I was very young then, but I can distinctly recall the polio scare of the 1950s. “He got polio,” somebody would whisper, and suddenly the play-area and –mates of we neighborhood children would be sharply circumscribed and enforced. When a polio vaccine was developed and widely available — in my neighborhood in Detroit it was administered one Saturday at the local elementary school — everybody went and stood in line and got their shot, classmates to rarely seen elderly neighbors.

It was a matter of personal protection, but not just personal protection; it was explained to we schoolchildren as a matter of good citizenship, too.

Overnight, polio practically disappeared; in 2017 there were only 22-cases reported … worldwide.
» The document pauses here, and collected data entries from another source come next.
PR #6824, opened 2022-07-20
s3-binary-cache-store: getFile streaming from S3

mupdt:
Before this change `nix copy --from s3://...` would download the entire object into memory before passing it on to the destination store. For bigger derivations this can lead to high memory usage and out-of-memory (OOM) errors. We experienced these OOM failures frequently.

This change adds support to stream objects from S3 to `nix copy`. This keeps the memory usage at a constant low level. We measured resident memory usage of roughly 40MB for packages of any size. To verify this patch works, we created a derivation with 10 GB of random data and did a before and after test. Without the patch we observed memory usage climbing to 10 GB. With the patch memory usage would settle at 40 MB.

We are now running this code in production and are no longer seeing OOM errors.

cc @thufschmitt

### DIFF
--- a/src/libstore/s3-binary-cache-store.cc
+++ b/src/libstore/s3-binary-cache-store.cc
@@ -183,6 +183,63 @@ S3Helper::FileTransferResult S3Helper::getObject(
 
     return res;
 }
+S3Helper::StreamResult S3Helper::getObjectStreamed(
+    const std::string & bucketName, const std::string & key, Sink & sink, size_t bufferSize)
+{
+    debug("streaming from 's3://%s/%s'...", bucketName, key);
+    auto now1 = std::chrono::steady_clock::now();
+    S3Helper::StreamResult res;
+
+    try {
+        size_t size = getObjectSize(bucketName, key);
+        size_t anchor = 0;
+        while (anchor < size)
+        {
+            const auto read_size = std::min(size - anchor, bufferSize);
+            size_t start = anchor;
+            size_t end = anchor + read_size;
+            anchor += read_size;
+
+            std::string range = boost::str(boost::format("bytes=%1%-%2%") % start % (end-1));
+            auto request =
+                Aws::S3::Model::GetObjectRequest()
+                .WithBucket(bucketName)
+                .WithKey(key)
+                .WithRange(range);
+
+            request.SetResponseStreamFactory([&]() {
+                return Aws::New<std::stringstream>("STRINGSTREAM");
+            });
+
+            auto result = checkAws(fmt("AWS error streaming '%s'", key), client->GetObject(request));
+            auto data = decompress(result.GetContentEncoding(),
+                dynamic_cast<std::stringstream &>(result.GetBody()).str());
+
+            sink(data);
+        }
+
+        res.streamSuccessful = true;
+        res.size = size;
+    } catch (S3Error & e) {
+        if ((e.err != Aws::S3::S3Errors::NO_SUCH_KEY) &&
+            (e.err != Aws::S3::S3Errors::RESOURCE_NOT_FOUND) &&
+            (e.err != Aws::S3::S3Errors::ACCESS_DENIED)) throw;
+    }
+
+    auto now2 = std::chrono::steady_clock::now();
+
+    res.durationMs = std::chrono::duration_cast<std::chrono::milliseconds>(now2 - now1).count();
+
+    return res;
+}
+
+size_t S3Helper::getObjectSize(const std::string & bucketName, const std::string & key){
+    Aws::S3::Model::HeadObjectRequest headObjectRequest;
+    headObjectRequest.WithBucket(bucketName).WithKey(key);
+    auto headOutcome = checkAws(fmt("AWS error checking object size '%s'", key), client->HeadObject(headObjectRequest));
+    long long len = headOutcome.GetContentLength();
+    return static_cast<size_t>(len);
+}
 
 S3BinaryCacheStore::S3BinaryCacheStore(const Params & params)
     : BinaryCacheStoreConfig(params)
@@ -202,7 +259,7 @@ struct S3BinaryCacheStoreConfig : virtual BinaryCacheStoreConfig
     const Setting<bool> multipartUpload{
         (StoreConfig*) this, false, "multipart-upload", "whether to use multi-part uploads"};
     const Setting<uint64_t> bufferSize{
-        (StoreConfig*) this, 5 * 1024 * 1024, "buffer-size", "size (in bytes) of each part in multi-part uploads"};
+        (StoreConfig*) this, 5 * 1024 * 1024, "buffer-size", "size (in bytes) of each part in multi-part uploads and downloads"};
 
     const std::string name() override { return "S3 Binary Cache Store"; }
 };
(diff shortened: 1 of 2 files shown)


src/libstore/s3-binary-cache-store.cc
```diff
@@ -184,6 +186,75 @@ S3Helper::FileTransferResult S3Helper::getObject(
...
+S3Helper::FileStreamResult S3Helper::getObjectStreamed(
+    const std::string & bucketName, const std::string & key, Sink & sink)
+{
+    debug("streaming from 's3://%s/%s'...", bucketName, key);
+
+    auto request =
+        Aws::S3::Model::GetObjectRequest()
+        .WithBucket(bucketName)
+        .WithKey(key)
+        .WithResponseContentEncoding("identity");
```
mupdt, line 229: Since we are streaming, we would need to get the content encoding before the download starts. Unfortunately, we were not able to find a way to inject the content encoding into the `streamtoSink` object before the streaming starts.

This is why we explicitly set the encoding to "identity" and are not applying the `decompress` step (unlike the old `getObject` function in L174 above).

Note that this is separate from nix's own compression of nar archives. Nix will still decompress nar archives if they were compressed when it uploaded them to S3.

src/libstore/s3-binary-cache-store.cc
```diff
@@ -184,6 +186,75 @@ S3Helper::FileTransferResult S3Helper::getObject(
...
+
+    auto now1 = std::chrono::steady_clock::now();
+
+    try {
+        checkAws(fmt("AWS error streaming '%s'", key), client->GetObject(request));
+        res.streamSuccessful = true;
+        res.size = streamToSink.totalSize;
+    } catch (S3Error & e) {
+        if ((e.err != Aws::S3::S3Errors::NO_SUCH_KEY) &&
+            (e.err != Aws::S3::S3Errors::RESOURCE_NOT_FOUND) &&
```
mupdt, line 247: This is another interesting difference from the old `getObject` function. AWS started to respond with `RESOURCE_NOT_FOUND` instead of `NO_SUCH_KEY` when the object does not exist in S3. We do not know why this started happening, but the only difference between our code and the old `getObject` function is the fact that we pin encoding to `identify`, perhaps internally somehow this causes AWS to change its response from `NO_SUCH_KEY` to `RESOURCE_NOT_FOUND`.

src/libstore/s3.hh
```diff
@@ -29,6 +30,16 @@ struct S3Helper
 
     FileTransferResult getObject(
```
mupdt, line 31: We left the old `getObject` function around because it's used in `filetransfer.cc`.

src/libstore/s3-binary-cache-store.cc
```diff
@@ -184,6 +186,75 @@ S3Helper::FileTransferResult S3Helper::getObject(
...
+    std::streamsize read(char* data, std::streamsize dataSize)
+    {
+        // Intentionally reports no data read. This struct is only intended for sinks.
+        return 0;
+    }
+
+    std::streamsize write(const char* data, std::streamsize dataSize)
+    {
+        auto strViewData = std::string_view(data, dataSize);
+        this->sink(strViewData);
```
mupdt, line 214: We discovered that `sink()` uses boost coroutines underneath (in `sinkToSource`). It turns out that the coroutine system can throw a `forced_unwind` exception. Surprisingly, this exception is caught and swallowed by `std::ostream::write`. However, this exception is supposed to be caught by the boost coroutine system, which will handle it and report any user-code exceptions properly. So, now we only get an obfuscated error log that looks like this:
```
nix: include/boost/context/detail/exception.hpp:37: boost::context::detail::forced_unwind::~forced_unwind(): Assertion `caught' failed.
```
We believe we have a fix for this, but we still have to run it through its paces. Stay tuned.

src/libstore/s3-binary-cache-store.cc
thufschmitt: My intuition is that it's a reasonable tradeoff since Nix already does its own compression most of the time, and most people will only use an `s3://` binary cache from inside aws (binary caches hosted on s3 but used outside of aws's datacenters will generally get an http proxy on front of them), so on a fast-enough network connection. @edolstra do you think there's a significant drawback in not having any compression on the transport layer here?

mupdt:
Quick update: First of all, apologies for the radio silence. We have since fixed the "corruption on retry" bug mentioned in the previous comment. We've been since using the patch in production.

Unfortunately, we have observed yet another a flake (rare, but persistent) which we believe to be a bug in our patch. We are in the process of tracking down the bug and will try to get a fix as soon as possible. Once we have the bugfix ready, we will use it internally until we are satisfied that there are no longer any bugs in the code. This might take a while, but we will comment on this PR when it happens and submit the final patch in this PR.

Apologies again and thank you for bearing with us!

mupdt:
Alright, this took much longer than expected, many apologies about that!

We managed to identify the cause for [the second set of flakes](https://github.com/NixOS/nix/pull/6824#issuecomment-1257925159). It turns out that AWS C++ SDK uses the `truncate` feature in streams (see [this issue in AWS C++ SDK](https://github.com/aws/aws-sdk-cpp/issues/715#issuecomment-341594388)). For example, if there's a retriable HTTP error response then the response's error body is written straight into the stream. AWS SDK code parses that error body, truncates the stream back to the end of the last successful body, and continues with the download streaming.

So, if we use a stream that doesn't support `truncate` (which we did) then we'd occasionally see retriable errors streaming garbage into our `nar` or `narinfo` streams. This would happen very rarely, hence the rare flakes.

We fixed this flake internally back on the 15th of October, stress-tested it for a while, and have then been using it in production since 25th of October. We haven't detected any flakes since and have downloaded in the order of ~100TiB (very rough estimate).

mupdt:
@thufschmitt: Could I ask you for another look? 🙏

roberth:
This PR needs a rebase.

Would you be interested in writing a test with minio? (https://github.com/NixOS/nix/issues/8239) While your practical testing is very encouraging, this would increase our confidence and help us maintain the S3 related code.

osnyx:
@mupdt You might want to have a look at the [Prometheus NixOS test](https://github.com/NixOS/nixpkgs/blob/master/nixos/tests/prometheus.nix#L187), which integrates a separate node holding a minio S3 storage for the other test VM nodes to use.

src/libstore/s3-binary-cache-store.cc
```diff
@@ -183,6 +183,63 @@ S3Helper::FileTransferResult S3Helper::getObject(
...
 }
+S3Helper::StreamResult S3Helper::getObjectStreamed(
+    const std::string & bucketName, const std::string & key, Sink & sink, size_t bufferSize)
+{
+    debug("streaming from 's3://%s/%s'...", bucketName, key);
+    auto now1 = std::chrono::steady_clock::now();
+    S3Helper::StreamResult res;
+
+    try {
+        size_t size = getObjectSize(bucketName, key);
```
edolstra, line 194: This adds a `HEAD` request for every `GET` request, which I imagine adds a substantial amount of latency, especially for `.narinfo` files (which are very small). Do we really need to get the size in advance? Maybe we can start fetching from offset 0 and the response header will tell us what the full size is.

mupdt: I'll give it a try. Let's hope the S3 HTTP API supports this.

tomberek:

PR #4731, opened 2022-06-01
Check page capacity before obtaining base pointer

djkoloski:
This doesn't cause any issues in practice because this is a private API that is only used in ways that cannot trigger UB. Indexing into `slots` is not sound until after we've asserted that the page is allocated, since that aliases the first slot which may not be allocated. This PR also switches to using `as_ptr` to obtain the base pointer for clarity.

## Motivation

While reviewing an upgrade of tokio for Fuchsia, we identified a potential soundness issue in `Slots::index_for`. In the future, changes to the uses of the structure could cause UB.

## Solution

The assertion that the page is not empty has been moved earlier in the function and the method for getting a pointer to the first `Vec` element has been changed from `&slots[0] as *const _` to `slots.as_ptr()` which was stabilized in 1.37 and meets MSRV.


Darksonn (approved):
Looks good to me.

PR #4739, opened 2022-06-03
net: Add `take_error` to `TcpSocket` and `TcpStream`

mxinden:
## Motivation

When manually creating a `TcpSocket` or `TcpStream` e.g. via `tokio::net::TcpStream::try_from` one should be able to check for errors after awaiting the connection to be writable (`writable()`) before assuming the connection to be successfully established.

This is needed e.g. in rust-libp2p, see https://github.com/libp2p/rust-libp2p/pull/2458.

## Solution

The first commit reintroduces https://github.com/tokio-rs/tokio/pull/4364 which first merged but later on reverted in https://github.com/tokio-rs/tokio/pull/4392. See also https://github.com/tokio-rs/tokio/pull/4392#issuecomment-1035542164.

The second commit adds the same method to `TcpStream`.

Tagging @taiki-e as the initial author.

### DIFF
--- a/tokio/src/net/tcp/socket.rs
+++ b/tokio/src/net/tcp/socket.rs
@@ -424,6 +424,11 @@ impl TcpSocket {
         self.inner.local_addr().and_then(convert_address)
     }
 
+    /// Returns the value of the `SO_ERROR` option.
+    pub fn take_error(&self) -> io::Result<Option<io::Error>> {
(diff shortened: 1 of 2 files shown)


Darksonn (approved):
Thanks!

mxinden:
Thanks a lot, both for the quick merge and for the general maintenance! :pray:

Presently, North Carolina requires proof of the following vaccinations before children are permitted to enroll in public schools:

  • Diphtheria, Tetanus, Whooping Cough
  • Polio
  • Measles
  • Mumps
  • Rubella
  • Hepatitis
  • Chicken Pox

When is the last time you heard of any child catching any of those sicknesses? It’s been quite a while, I’ll bet.

So, puh-leeze, spare me the empty-headed rhetoric about the state not having any business demanding that vaccine be put in your body; the public has every right on earth to impose reasonable conditions upon the use of public facilities. A Covid vaccine should be added to the list upon verification that it is safe for children.